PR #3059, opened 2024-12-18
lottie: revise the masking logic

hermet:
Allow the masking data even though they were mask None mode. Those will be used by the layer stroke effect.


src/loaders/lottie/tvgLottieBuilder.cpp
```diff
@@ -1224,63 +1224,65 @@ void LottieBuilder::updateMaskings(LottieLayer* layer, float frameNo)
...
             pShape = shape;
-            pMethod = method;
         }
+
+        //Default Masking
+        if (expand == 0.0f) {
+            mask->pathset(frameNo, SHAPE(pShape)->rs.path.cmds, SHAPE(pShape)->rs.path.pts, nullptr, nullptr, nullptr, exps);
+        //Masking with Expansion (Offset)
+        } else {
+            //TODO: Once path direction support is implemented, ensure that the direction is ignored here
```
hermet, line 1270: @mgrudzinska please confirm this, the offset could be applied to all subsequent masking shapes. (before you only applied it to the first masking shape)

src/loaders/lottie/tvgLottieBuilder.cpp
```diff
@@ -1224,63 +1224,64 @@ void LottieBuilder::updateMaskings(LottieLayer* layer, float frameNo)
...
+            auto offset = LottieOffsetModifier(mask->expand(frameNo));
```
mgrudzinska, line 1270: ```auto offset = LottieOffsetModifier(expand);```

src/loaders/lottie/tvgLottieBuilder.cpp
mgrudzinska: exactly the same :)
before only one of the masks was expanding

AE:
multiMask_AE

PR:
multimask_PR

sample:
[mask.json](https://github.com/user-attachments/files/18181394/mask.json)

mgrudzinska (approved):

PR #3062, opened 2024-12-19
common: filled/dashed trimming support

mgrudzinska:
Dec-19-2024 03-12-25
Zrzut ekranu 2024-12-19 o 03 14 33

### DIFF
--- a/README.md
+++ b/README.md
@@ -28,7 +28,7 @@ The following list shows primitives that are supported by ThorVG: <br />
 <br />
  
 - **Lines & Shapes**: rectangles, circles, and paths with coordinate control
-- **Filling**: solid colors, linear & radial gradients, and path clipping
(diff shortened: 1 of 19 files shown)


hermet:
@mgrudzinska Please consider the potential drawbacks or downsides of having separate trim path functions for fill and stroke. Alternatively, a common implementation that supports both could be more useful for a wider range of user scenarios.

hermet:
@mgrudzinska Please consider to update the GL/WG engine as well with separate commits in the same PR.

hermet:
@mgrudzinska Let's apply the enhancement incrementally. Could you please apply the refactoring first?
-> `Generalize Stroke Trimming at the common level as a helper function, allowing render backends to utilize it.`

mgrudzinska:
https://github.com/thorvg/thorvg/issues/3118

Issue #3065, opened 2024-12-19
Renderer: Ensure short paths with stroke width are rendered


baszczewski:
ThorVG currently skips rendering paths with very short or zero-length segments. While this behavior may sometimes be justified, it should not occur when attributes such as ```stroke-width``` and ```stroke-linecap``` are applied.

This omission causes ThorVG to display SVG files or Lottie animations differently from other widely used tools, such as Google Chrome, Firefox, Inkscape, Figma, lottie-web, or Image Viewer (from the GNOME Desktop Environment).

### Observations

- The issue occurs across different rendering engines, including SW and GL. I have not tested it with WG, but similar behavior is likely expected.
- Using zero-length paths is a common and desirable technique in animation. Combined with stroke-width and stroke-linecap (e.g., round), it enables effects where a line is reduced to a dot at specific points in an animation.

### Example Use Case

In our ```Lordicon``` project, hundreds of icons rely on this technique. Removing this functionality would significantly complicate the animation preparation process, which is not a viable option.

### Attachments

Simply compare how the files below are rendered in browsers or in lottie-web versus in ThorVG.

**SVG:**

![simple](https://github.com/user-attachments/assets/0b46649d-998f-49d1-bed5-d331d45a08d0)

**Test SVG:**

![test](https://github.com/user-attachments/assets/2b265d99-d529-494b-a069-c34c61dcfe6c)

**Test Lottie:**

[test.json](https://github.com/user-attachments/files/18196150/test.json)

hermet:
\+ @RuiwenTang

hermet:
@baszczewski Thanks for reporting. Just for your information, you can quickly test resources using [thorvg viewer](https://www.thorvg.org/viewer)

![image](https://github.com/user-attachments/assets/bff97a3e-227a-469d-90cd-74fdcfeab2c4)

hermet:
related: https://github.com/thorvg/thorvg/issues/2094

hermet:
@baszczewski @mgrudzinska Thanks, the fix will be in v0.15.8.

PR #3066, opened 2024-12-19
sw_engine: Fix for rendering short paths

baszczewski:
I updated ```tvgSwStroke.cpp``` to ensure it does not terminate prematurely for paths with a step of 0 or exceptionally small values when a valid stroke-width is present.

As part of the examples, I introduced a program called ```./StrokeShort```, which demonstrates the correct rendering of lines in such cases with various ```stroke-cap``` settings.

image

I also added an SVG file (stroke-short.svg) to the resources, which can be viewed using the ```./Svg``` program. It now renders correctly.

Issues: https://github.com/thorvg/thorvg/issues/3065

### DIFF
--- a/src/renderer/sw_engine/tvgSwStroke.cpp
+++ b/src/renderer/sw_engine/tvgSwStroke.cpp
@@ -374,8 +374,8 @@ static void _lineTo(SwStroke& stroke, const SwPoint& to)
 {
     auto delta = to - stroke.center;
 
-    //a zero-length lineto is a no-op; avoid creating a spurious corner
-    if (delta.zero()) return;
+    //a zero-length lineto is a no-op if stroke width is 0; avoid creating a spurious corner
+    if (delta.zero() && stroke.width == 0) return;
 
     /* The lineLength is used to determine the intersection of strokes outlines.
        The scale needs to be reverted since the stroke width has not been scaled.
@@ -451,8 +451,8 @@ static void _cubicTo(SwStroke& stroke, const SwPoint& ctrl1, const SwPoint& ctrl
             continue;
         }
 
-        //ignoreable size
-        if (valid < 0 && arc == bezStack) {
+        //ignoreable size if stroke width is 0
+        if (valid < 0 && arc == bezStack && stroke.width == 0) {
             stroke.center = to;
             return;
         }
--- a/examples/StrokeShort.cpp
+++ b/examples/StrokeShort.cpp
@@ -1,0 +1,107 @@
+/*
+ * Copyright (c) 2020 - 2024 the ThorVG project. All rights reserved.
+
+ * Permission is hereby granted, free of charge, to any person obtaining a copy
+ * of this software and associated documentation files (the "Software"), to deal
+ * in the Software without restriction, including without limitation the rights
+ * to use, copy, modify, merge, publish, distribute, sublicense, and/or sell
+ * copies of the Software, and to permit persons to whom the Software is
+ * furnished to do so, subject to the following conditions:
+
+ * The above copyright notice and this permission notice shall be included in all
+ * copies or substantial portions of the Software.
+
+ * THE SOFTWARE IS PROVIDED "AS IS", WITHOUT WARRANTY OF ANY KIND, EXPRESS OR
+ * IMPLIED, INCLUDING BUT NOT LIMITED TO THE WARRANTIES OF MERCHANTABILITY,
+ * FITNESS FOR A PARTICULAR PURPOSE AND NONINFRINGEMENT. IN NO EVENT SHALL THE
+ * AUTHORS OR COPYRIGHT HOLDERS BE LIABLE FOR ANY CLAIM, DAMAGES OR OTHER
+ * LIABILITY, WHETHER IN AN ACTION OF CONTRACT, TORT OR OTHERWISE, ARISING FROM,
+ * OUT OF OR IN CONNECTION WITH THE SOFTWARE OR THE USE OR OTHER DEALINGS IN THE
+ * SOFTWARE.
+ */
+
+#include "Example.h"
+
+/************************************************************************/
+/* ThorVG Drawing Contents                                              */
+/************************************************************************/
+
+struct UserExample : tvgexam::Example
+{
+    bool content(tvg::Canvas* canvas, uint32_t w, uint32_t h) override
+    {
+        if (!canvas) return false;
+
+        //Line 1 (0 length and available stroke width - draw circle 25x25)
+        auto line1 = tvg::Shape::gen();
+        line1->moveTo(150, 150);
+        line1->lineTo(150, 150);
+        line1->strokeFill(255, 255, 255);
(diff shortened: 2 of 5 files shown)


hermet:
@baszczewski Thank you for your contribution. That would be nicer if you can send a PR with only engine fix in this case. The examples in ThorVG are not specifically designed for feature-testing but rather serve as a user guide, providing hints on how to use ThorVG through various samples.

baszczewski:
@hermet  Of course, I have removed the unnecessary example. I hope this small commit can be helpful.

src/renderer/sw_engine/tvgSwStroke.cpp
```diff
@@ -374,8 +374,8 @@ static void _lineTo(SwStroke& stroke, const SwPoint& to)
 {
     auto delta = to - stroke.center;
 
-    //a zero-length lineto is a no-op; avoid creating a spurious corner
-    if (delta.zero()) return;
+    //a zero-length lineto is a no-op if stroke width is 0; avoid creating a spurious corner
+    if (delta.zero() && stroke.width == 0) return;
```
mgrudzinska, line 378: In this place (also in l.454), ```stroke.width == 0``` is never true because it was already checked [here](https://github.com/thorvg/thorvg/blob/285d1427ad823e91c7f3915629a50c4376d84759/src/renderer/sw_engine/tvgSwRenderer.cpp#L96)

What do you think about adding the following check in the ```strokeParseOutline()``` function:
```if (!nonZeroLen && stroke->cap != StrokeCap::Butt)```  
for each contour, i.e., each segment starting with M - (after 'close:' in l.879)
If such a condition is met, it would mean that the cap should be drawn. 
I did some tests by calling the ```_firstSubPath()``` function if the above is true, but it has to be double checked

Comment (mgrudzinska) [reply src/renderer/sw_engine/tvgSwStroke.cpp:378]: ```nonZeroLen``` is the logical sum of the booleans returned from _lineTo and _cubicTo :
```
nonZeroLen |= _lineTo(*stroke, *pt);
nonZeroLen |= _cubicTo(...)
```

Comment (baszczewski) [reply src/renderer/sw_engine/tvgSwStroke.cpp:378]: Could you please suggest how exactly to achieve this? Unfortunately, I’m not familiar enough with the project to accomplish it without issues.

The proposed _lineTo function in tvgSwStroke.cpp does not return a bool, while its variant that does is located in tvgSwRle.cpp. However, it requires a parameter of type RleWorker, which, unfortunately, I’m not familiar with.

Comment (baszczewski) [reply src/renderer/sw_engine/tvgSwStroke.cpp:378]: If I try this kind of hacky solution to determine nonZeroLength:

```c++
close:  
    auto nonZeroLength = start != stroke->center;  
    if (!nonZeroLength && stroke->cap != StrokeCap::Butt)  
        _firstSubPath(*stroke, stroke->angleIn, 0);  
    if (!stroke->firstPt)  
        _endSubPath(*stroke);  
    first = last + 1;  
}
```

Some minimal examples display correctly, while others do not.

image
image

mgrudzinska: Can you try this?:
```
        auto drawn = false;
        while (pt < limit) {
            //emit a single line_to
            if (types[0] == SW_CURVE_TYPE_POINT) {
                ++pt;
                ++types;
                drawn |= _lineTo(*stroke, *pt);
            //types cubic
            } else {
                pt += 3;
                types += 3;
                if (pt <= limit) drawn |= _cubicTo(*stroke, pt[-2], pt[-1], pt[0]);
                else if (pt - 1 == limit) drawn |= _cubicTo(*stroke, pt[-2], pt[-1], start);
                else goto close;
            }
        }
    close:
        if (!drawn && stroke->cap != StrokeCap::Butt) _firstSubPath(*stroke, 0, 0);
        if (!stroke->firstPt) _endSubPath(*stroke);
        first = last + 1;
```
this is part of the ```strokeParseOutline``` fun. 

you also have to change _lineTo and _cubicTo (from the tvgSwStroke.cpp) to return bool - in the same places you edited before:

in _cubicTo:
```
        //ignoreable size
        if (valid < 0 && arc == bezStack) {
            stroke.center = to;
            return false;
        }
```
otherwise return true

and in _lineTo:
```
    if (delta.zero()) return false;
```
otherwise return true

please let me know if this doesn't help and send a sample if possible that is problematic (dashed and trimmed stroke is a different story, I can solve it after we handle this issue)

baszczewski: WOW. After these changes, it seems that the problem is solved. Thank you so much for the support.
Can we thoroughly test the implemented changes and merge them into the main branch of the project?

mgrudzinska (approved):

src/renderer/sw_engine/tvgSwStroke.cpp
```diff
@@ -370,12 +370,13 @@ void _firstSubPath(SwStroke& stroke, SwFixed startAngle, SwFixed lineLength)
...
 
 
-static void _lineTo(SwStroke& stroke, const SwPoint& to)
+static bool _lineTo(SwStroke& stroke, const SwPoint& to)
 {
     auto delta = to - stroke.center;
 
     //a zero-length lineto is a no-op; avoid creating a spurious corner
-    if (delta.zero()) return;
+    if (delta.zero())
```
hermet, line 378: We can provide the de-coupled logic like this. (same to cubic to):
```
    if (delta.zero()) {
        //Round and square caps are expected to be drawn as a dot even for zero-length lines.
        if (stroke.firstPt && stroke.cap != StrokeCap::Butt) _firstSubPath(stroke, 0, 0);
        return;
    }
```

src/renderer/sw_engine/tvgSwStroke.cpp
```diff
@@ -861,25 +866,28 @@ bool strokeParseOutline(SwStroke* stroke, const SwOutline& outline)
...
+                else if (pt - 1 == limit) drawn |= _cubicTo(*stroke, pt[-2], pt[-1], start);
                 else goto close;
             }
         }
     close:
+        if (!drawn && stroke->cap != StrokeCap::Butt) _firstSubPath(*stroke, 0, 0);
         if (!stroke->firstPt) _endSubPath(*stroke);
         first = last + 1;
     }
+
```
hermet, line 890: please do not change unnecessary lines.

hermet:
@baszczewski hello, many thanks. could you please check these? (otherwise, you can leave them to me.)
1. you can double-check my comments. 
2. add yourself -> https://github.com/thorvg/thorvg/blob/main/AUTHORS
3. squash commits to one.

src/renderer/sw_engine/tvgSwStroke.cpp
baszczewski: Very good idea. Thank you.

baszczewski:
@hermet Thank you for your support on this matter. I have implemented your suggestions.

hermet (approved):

++++

If a line in the records contains the word "updateMaskings", copy it out.

@@ -1224,63 +1224,65 @@ void LottieBuilder::updateMaskings(LottieLayer* layer, float frameNo)
@@ -1224,63 +1224,64 @@ void LottieBuilder::updateMaskings(LottieLayer* layer, float frameNo)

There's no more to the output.